Start of SOURCE MATERIAL

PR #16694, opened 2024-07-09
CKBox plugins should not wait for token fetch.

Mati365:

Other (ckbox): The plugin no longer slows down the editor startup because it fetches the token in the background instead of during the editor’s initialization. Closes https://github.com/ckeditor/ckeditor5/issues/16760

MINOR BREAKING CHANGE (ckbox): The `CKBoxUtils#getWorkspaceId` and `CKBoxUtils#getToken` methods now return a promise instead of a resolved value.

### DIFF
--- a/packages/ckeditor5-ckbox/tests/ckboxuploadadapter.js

End of SOURCE MATERIAL

§ WHAT THE TASK ASKS
Using the listing above, print every entry exactly.

§ COMPLETED TASK
PR #16694, opened 2024-07-09
CKBox plugins should not wait for token fetch.

Mati365:

Other (ckbox): The plugin no longer slows down the editor startup because it fetches the token in the background instead of during the editor’s initialization. Closes https://github.com/ckeditor/ckeditor5/issues/16760

MINOR BREAKING CHANGE (ckbox): The `CKBoxUtils#getWorkspaceId` and `CKBoxUtils#getToken` methods now return a promise instead of a resolved value.

### DIFF
--- a/packages/ckeditor5-ckbox/tests/ckboxuploadadapter.js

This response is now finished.